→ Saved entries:

PR #5238, opened 2021-05-20
Use default pen if not given in gmt_getpen

### LINKED ISSUE #5237: Broken PS file when setting dashed frame
Found this bug when trying to answer this [forum post](https://forum.generic-mapping-tools.org/t/how-to-change-the-width-and-color-of-the-box-frame-in-psxy-plot/1693/7).

To reproduce the issue:
```
gmt begin test png
gmt basemap -R1960/2000/0/30 -JX5/8 -Bxa10f5 -Bya5f1 --MAP_FRAME_PEN=red,-
gmt end show
```
The command crashes for me with the following errors:
```
Error: /rangecheck in --setdash--
Operand stack:
   --nostringval--   0
Execution stack:
   %interp_exit   .runexec2   --nostringval--   setdash   --nostringval--   2   %stopped_push   --nostringval--   setdash   setdash   false   1   %stopped_push   1974   1   3   %oparray_pop   1973   1   3   %oparray_pop   1961   1   3   %oparray_pop   1817   1   3   %oparray_pop   --nostringval--   %errorexec_pop   .runexec2   --nostringval--   setdash   --nostringval--   2   %stopped_push   --nostringval--   1818   2   4   %oparray_pop
Dictionary stack:
   --dict:736/1123(ro)(G)--   --dict:0/20(G)--   --dict:75/200(L)--   --dict:157/250(L)--
Current allocation mode is local
Last OS error: No such file or directory
Current file position is 21471
psconvert [ERROR]: System call [gs -q -dNOSAFER -dNOPAUSE -dBATCH -sDEVICE=bbox -DPSL_no_pagefill -dMaxBitmap=2147483647 -dUseFastColor=true '/Users/seisman/.gmt/sessions/gmt_session.66120/gmt_0.ps-' 2> '/Users/seisman/.gmt/sessions/gmt_session.66120/psconvert_68850c.bb'] returned error 256.
```

However, if I change `MAP_FRAME_PEN` to `1p,red,-`, it works.

PaulWessel:
Since we are passing in a pointer with the current pen we should let that pen thickness be the default if the user does not specify a new width, just color  and/or style.  Closes #5237.

PS. Labeled WIP until confirmed working by @seisman, @joa-quim  and @meghanrjones.  The reason is that when I ran this fix in Xcode debugger it worked just fine, but when I ran it with my command line version it fails for unclear reasons.  So please check.


PaulWessel:
I should point out that all tests pass so to me it seems like I am picking up an older libgmt.dylib somehow.

meghanrjones:
I get the same failure as posted in #5237 after building this branch.

PaulWessel:
Interesting isn't it? All tests pass (probably because none is doing this setting), and works in Xcode (correct PS) so hard to debug...

PaulWessel:
OK, has to do with NaN.  Just a minute.

PaulWessel:
Problem is that we cannot compute a style without knowing the pen width, and when in modern theme we set width to NaN then we cannot convert things like "-" to actual spacings.  So this fix is nontrivial since it would force us to delay the interpretation of style until after the pen has been computed for us.  That means we must wait until gmt_set_undefined_defaults to finalized the styles for all pens that had NaN as width.  Basically, I will need to let gmt_getpen leave the style as given (e.g., "-" or "dotted") and then finish the convertsion once the width is set.  I think I can do this in 30 minutes. OK?

PaulWessel:
OK, please try again.

PaulWessel:
Works for that case but tons of failures in the tests...

PaulWessel:
OK, some more progress.  This is a bit odd.  We may have had a subtle bug until this fix.  I am still getting 80 failures, all (or mostlly) subplots.  Take sphareacentroid.sh which plots two circular -JG plots with dimension 12 cm. Per the scaling law at line 9958-59 in gmt_init.c a 12 cm plot shall have a scale of ((2.0/15.0) * (12 - 10.0) + 9)/10 = 0.92666. So for a nominal frame pen of 1.5p we should get an actual frame pen of width 1.39p.  In PS the 1.39p is 1.39 / 72 * 1200 = 23 PS units. That is what the PS file has.  However, the original file has a PS pen thickness of 25 which is the original 1.5p pen.  So no shrinking - and hence that is a bug.  If I print out the scale when running this stripped down sphareacentroid.sh plot:

```
gmt begin sphareacentroid ps
  gmt subplot begin 2x1 -Fs12c -Bafg -Rg -M0 -Y1.25c
    gmt basemap  -JG0/10/? -c
    gmt basemap -JG0/-10/?  -c
  gmt subplot end
gmt end show
```
I get these scales:

Scale = 0.992941
Scale = 0.926666
Scale = 0.926666

There are three because subplot first needs to initialize pens even though it does not yet know the panel plot. Note that 1.5p times 0.992941 still gives 25 PS units.  Somehow the two plots end up using the 1.5p in master but correctly uses 1.39p in this branch.

Reporting this now as I need to do some more checking to understand that this is indeed a bug.

PaulWessel:
These scripts "fail" in this branch (80 in total):

```
The following tests FAILED:
	  3 - doc/scripts/GMT_-B_geo_2.sh (Failed)
	  5 - doc/scripts/GMT_-B_log.sh (Failed)
	  6 - doc/scripts/GMT_-B_pow.sh (Failed)
	 20 - doc/scripts/GMT_App_E.sh (Failed)
	 21 - doc/scripts/GMT_App_F_stand+_iso+.sh (Failed)
	 22 - doc/scripts/GMT_App_F_symbol_dingbats.sh (Failed)
	 23 - doc/scripts/GMT_App_G.sh (Failed)
	 32 - doc/scripts/GMT_App_M_1a.sh (Failed)
	 33 - doc/scripts/GMT_App_M_1b.sh (Failed)
	 34 - doc/scripts/GMT_App_M_1c.sh (Failed)
	 35 - doc/scripts/GMT_App_M_1d.sh (Failed)
	 54 - doc/scripts/GMT_agefig.sh (Failed)
	 75 - doc/scripts/GMT_chunking.sh (Failed)
	 87 - doc/scripts/GMT_cycle_6.sh (Failed)
	 99 - doc/scripts/GMT_grid2pix.sh (Failed)
	119 - doc/scripts/GMT_map_frame_type.sh (Failed)
	132 - doc/scripts/GMT_panel.sh (Failed)
	141 - doc/scripts/GMT_seamount_cum_inc.sh (Failed)
	188 - doc/examples/ex03/ex03.sh (Failed)
	191 - doc/examples/ex06/ex06.sh (Failed)
	199 - doc/examples/ex14/ex14.sh (Failed)
	201 - doc/examples/ex16/ex16.sh (Failed)
	229 - doc/examples/ex44/ex44.sh (Failed)
	230 - doc/examples/ex45/ex45.sh (Failed)
	283 - test/filter1d/varfilt.sh (Failed)
	320 - test/gmt_core/testsuite.sh (Failed)
	369 - test/gmtspatial/sphareacentroid.sh (Failed)
	375 - test/grd2cpt/equalarea.sh (Failed)
	443 - test/grdfilter/varfilter.sh (Failed)
	478 - test/grdinterpolate/fake_xyz_cube.sh (Failed)
	480 - test/grdinterpolate/slices.sh (Failed)
	481 - test/grdinterpolate/slices_file.sh (Failed)
	495 - test/grdmath/earth_shade.sh (Failed)
	572 - test/modern/box.sh (Failed)
	575 - test/modern/insetlegend.sh (Failed)
	576 - test/modern/longbasemap.sh (Failed)
	579 - test/modern/polarpanels.sh (Failed)
	583 - test/modern/somepanels.sh (Failed)
	584 - test/modern/sublegend.sh (Failed)
	586 - test/modern/vardims.sh (Failed)
	587 - test/modern/varfracs.sh (Failed)
	636 - test/psbasemap/JOb_pole.sh (Failed)
	637 - test/psbasemap/absrelaxis.sh (Failed)
	642 - test/psbasemap/asymm_grid.sh (Failed)
	643 - test/psbasemap/azim_global.sh (Failed)
	645 - test/psbasemap/azim_radial.sh (Failed)
	660 - test/psbasemap/nav_ticks.sh (Failed)
	665 - test/psbasemap/polarapex.sh (Failed)
	666 - test/psbasemap/polarcases.sh (Failed)
	667 - test/psbasemap/polarcircles.sh (Failed)
	670 - test/psbasemap/radial_labels1.sh (Failed)
	671 - test/psbasemap/radial_labels2.sh (Failed)
	672 - test/psbasemap/radial_labels3.sh (Failed)
	719 - test/pshistogram/altwidth.sh (Failed)
	733 - test/pslegend/autolegendcolor.sh (Failed)
	734 - test/pslegend/autolegendcolorL.sh (Failed)
	746 - test/pslegend/subplotlegend.sh (Failed)
	827 - test/psxy/autocolorpols.sh (Failed)
	830 - test/psxy/bar2dmultimode.sh (Failed)
	831 - test/psxy/bar2dsidebyside.sh (Failed)
	838 - test/psxy/cartellipse.sh (Failed)
	920 - test/psxy/scalesymb.sh (Failed)
	924 - test/psxy/snakes.sh (Failed)
	951 - test/psxyz/bar3dmultimode.sh (Failed)
	952 - test/psxyz/bar3dsidebyside.sh (Failed)
	965 - test/psxyz/scalesymb.sh (Failed)
	974 - test/sample1d/smooth.sh (Failed)
	975 - test/sample1d/smooth_deriv.sh (Failed)
	1018 - test/subplot/autocolorline.sh (Failed)
	1020 - test/subplot/linpanels.sh (Failed)
	1021 - test/subplot/linpanelsnew.sh (Failed)
	1022 - test/subplot/panelsinside.sh (Failed)
	1023 - test/subplot/subplot_1.0.sh (Failed)
	1026 - test/subplot/subplot_1.3.sh (Failed)
	1027 - test/subplot/subplot_2.0.sh (Failed)
	1030 - test/subplot/subplot_2.3.sh (Failed)
	1031 - test/subplot/subplot_3.0.sh (Failed)
	1034 - test/subplot/subplot_3.3.sh (Failed)
	1039 - test/subplot/subplotoverlay.sh (Failed)
	1040 - test/subplot/tictactoe.sh (Failed)
```

A new test subplot/circles.sh plots two -JG circles at 12cm and as indicated above the frame pen should be 1.39p = 23 PS units.  If you run that script (copy int) with master it will draw the frames at 1.5p (25 PS units) and hence demonstrate the bug that I think these other 80 scripts share.

PaulWessel:
I am OK with waiting since the effects are rather tiny and if we decide to merge later is is just seen as  minor fix anyway.  So let's hold it and move ahead with 6.2.0.

meghanrjones:
Most of the changes in the failing tests seem fairly inconsequential, but the updates to colorbar frame thickness (e.g., `doc/scripts/GMT_agefig.sh`, `docs/scripts/GMT_App_M_1*.sh`) looks much worse after this PR in my opinion.

PaulWessel:
I will build and look.

PaulWessel:
So if we use MAP_FRAME_PEN on a small or skinny colorbar then I agree it is too thick.  But isn't this what we get in GMT classic too, going way back?  In general, colorbars are much smaller than the figures they embellish so perhaps it is just a too thick default pen?

meghanrjones:
To me it looks like this PR makes thicker borders than in 6.1:
https://docs.generic-mapping-tools.org/6.1/datasets/remote-data.html#global-earth-seafloor-crustal-age-grids
https://docs.generic-mapping-tools.org/6.1/cookbook/cpts.html

PaulWessel:
Yes, but 6.1 did not have the auto-scaling theme stuff so did we perhaps erroneously change the default pen for the frame? Could you have a look at the 6.1.1 tag source for psscale and see if we set another pen or changed it in any way?

meghanrjones:
`doc/scripts/GMT_agefig.sh` includes `gmt set MAP_TICK_LENGTH 2p MAP_ANNOT_OFFSET 2p MAP_FRAME_PEN 0.5p`, but here the colorbar frame is 1.5p. Same case with `doc/scripts_GMT_APP_M_1*.sh` (`gmt set MAP_FRAME_PEN thinner`). So, gmtset is not being honored properly in this branch.

PaulWessel:
OK, I will strip down GMT_agefig.sh to its bare bits while retaining the bug and see why.

PaulWessel:
Stepping through the commands in the script I see that when gmt colorbar is run the gmt.conf file has the correct 

`MAP_FRAME_PEN                  = thinner,black`

setting.  Yet, colorbar draws an outline with 25 units * 0.06 = 1.5 points... Will debug now.

PaulWessel:
As **colorbar** starts, defaults are set to NaN as per auto-scaling in modern mode sessions.  So although the thinner pen was set in gmt.conf it gets wiped and replaced with NaN.  Then **colorbar** calls _gmt_auto_offsets_for_colorbar_ which runs 

`gmt_set_undefined_defaults (GMT, 0.0, false);	/* Must set undefined to their reference values for now */`

and that is why it is 1.5p again.  I suppose the solution is to **not** set things to NaN if the value was set via gmt.conf, right?

Need to run (drive) to the bank for notary public service so 2 hours will blow away soon.

meghanrjones:
> As **colorbar** starts, defaults are set to NaN as per auto-scaling in modern mode sessions. So although the thinner pen was set in gmt.conf it gets wiped and replaced with NaN. Then **colorbar** calls _gmt_auto_offsets_for_colorbar_ which runs
> 
> `gmt_set_undefined_defaults (GMT, 0.0, false); /* Must set undefined to their reference values for now */`
> 
> and that is why it is 1.5p again. I suppose the solution is to **not** set things to NaN if the value was set via gmt.conf, right?
> 
> Need to run (drive) to the bank for notary public service so 2 hours will blow away soon.

Sounds correct.

PaulWessel:
Found a bug that affected at least some of these cases.  When _gmt_getpen_ got `thinner,black` it failed to turn the bool _set_NaN_ back to false since we got a valid width.  It only did that if we passed a width only.  The _GMT_agefig_ looks good to me now - please have a try.

meghanrjones:
Only three failing tests now, all of which may relate to this error which appears new:
```
5: basemap [ERROR]: Pen attributes not using just - and . for dashes and dots. Offending character --> :
5: basemap [ERROR]: Pen attributes not using just - and . for dashes and dots. Offending character --> :
5: basemap [ERROR]: Pen attributes not using just - and . for dashes and dots. Offending character --> :
```

PaulWessel:
After the gmt set commands the gmt.conf has this

`MAP_GRID_PEN_PRIMARY           = black,.:0p`

This comes from thinnest,. being set to a NaN penwidth by the theme and then it gets written out.  It probably should not write the :0p though which I think trigger parsing related to actual lengths (not known yet).  I will fix this.

PaulWessel:
Looks like parsing :phase was not implement when we use dots and dashes to define the line, only when numbers are used.  E.g., 3_4_1_5:1p is OK but ..-..:2p is not.  Seems like it should be since width is defined here.

PaulWessel:
Progress.  Fixed that part and tested it.  However, found that this now makes circles.sh fail as the pen is back to 25 units.  The problem is this section in subplot.c where we need to define the undefined values for all panels up front:

```
		if (Ctrl->F.mode == SUBPLOT_FIGURE)	/* Got figure dimensions */
			gmean_dim = sqrt (Ctrl->F.dim[GMT_X] * Ctrl->F.dim[GMT_Y]);
		else {	/* Got panel dimension(s), compute total figure dimensions */
			if (Ctrl->F.reset_h) {	/* Update h based on map aspect ratio and width of a constant column */
				for (row = 0; row < Ctrl->N.dim[GMT_Y]; row++) Ctrl->F.h[row] = Ctrl->F.w[0] * (GMT->current.map.height / GMT->current.map.width);
			}
			/* Sum up individual widths or heights and add the fluff space */
			for (col = 0; col < Ctrl->N.dim[GMT_X]; col++) width  += Ctrl->F.w[col];
			for (row = 0; row < Ctrl->N.dim[GMT_Y]; row++) height += Ctrl->F.h[row];
			gmean_dim = sqrt (width * height);
			width = height = 0.0;	/* Reset */
		}
```

As you can see, I am using the entire subplot's area to compute that representative _gmean_dim_.  However, this does not make much sense to me: If I am plotting a 4x4 subplot with lots of small panels then I do not want fat pens and large fonts based on the size of the entire thing but I want what is sensible for those smaller panels.  So I think the above needs to be adjusted this way

`width /= n_columns;  height /= nrows;`

before computing the gmean.  This will give the exact size if **-Fs** is set for a constant panel size and a reasonable compromise in case we have variable panel sizes.  It will be more representative of the typical panel size and hence a good constant scale to use for all the panels.

Trying this now.

PaulWessel:
Hi @meghanrjones, please run the test after updating this branch.  This changes the scale for all subplot based on the average panel size instead of the entire subplot frame size.  I think this makes more sense, but means ~80 failures but for the better I hope.

PaulWessel:
For instance, those polarcircles.sh test cases with 4x3 = 12 panels look nicer I think when the font size is determined based on the size of each panel and not the entire page!

PaulWessel:
FYI, I just went through and looked at all the failing plots.  There are 83 and I think almost all are subplots which are of course affected by fixing the auto-scaling to depend on the average panel size.  I think they look good and things are consistent.  Have a look early next week and see if you agree.  Leaving failures as they are for now.

meghanrjones:
Can you explain whether the 25 pt result for circles.sh was a bug or just a design consequence of scaling based on sqrt(width * height) of the entire figure? 

I prefer the font sizes based on sqrt(width * height) rather than sqrt(width/cols * height/nrows), but will defer to your preference if you want to update the PS files. I looked throught the test results and did not notice any problems.

PaulWessel:
> Can you explain whether the 25 pt result for circles.sh was a bug or just a design consequence of scaling based on sqrt(width * height) of the entire figure?
> 
Given the proposed scaling, the scale is ((2.0/15.0) * (12 - 10.0) + 9)/10 = 0.92666 which when scaled by 1.5 p and converted to PS units (1/0.06) is 23 units.  I think in master this scaling used the geometric mean of the two figures which is almost 17 cm and that gives ((2.0/15.0) * (17 - 10.0) + 9)/10 = 0.9933 and hence 1.5p it is.

> I prefer the font sizes based on sqrt(width * height) rather than sqrt(width/cols * height/nrows), but will defer to your preference if you want to update the PS files. I looked throught the test results and did not notice any problems.

Well, since you like the other scheme it is worth discussing it.  My thinking was that if you have a large number of panels then the proposed scheme will shrink down the fonts so your annotations are in proportions to the panel size, whereas the previous scheme that you prefer would only scale it to the overall subplot size, hence the fonts would be larger. I can see benefits to both of these schemes. Might this be worth an option or modifier? E.g., **-F**...[**+ap**|**s**] , where **+a** sets auto-scaling based on average **p**anel size or **s**ubplot size [subplot].

meghanrjones:
> Might this be worth an option or modifier? E.g., **-F**...[**+ap**|**s**] , where **+a** sets auto-scaling based on average **p**anel size or **s**ubplot size [subplot].

This seems good, although I recommend **-F**...[**+af**|**s**] for scaling on figure or subplot, similar to **-Ff**|**s**, since panel and subplot are often used interchangeably.

PaulWessel:
Yep, that is better, and if we default to **+af** then we can declare victory and have fewer failures.

PaulWessel:
OK, **+af**|**s** have been implemented and documented.  Down to 4 failures, including circles (but not because of the frame pen).  I think this is a good compromise and gives added flexibility.  See what you think.

meghanrjones:
Tests look good, except that **-F+af** and **-F+as** do the same thing. For example, `test/subplot/autocolorline.sh` fails when I add **+af** as a test where it should pass.

PaulWessel:
Yikes, only checked for +a, not looking at the args.  OK, now only switching if s is appended.

meghanrjones (approved):
Looks good after updating the PS files.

→ TASK REQUIREMENTS:
From the entries above, extract every line where the word "again" appears.

→ SOLVED EXERCISE:
OK, please try again.
and that is why it is 1.5p again.  I suppose the solution is to **not** set things to NaN if the value was set via gmt.conf, right?
> and that is why it is 1.5p again. I suppose the solution is to **not** set things to NaN if the value was set via gmt.conf, right?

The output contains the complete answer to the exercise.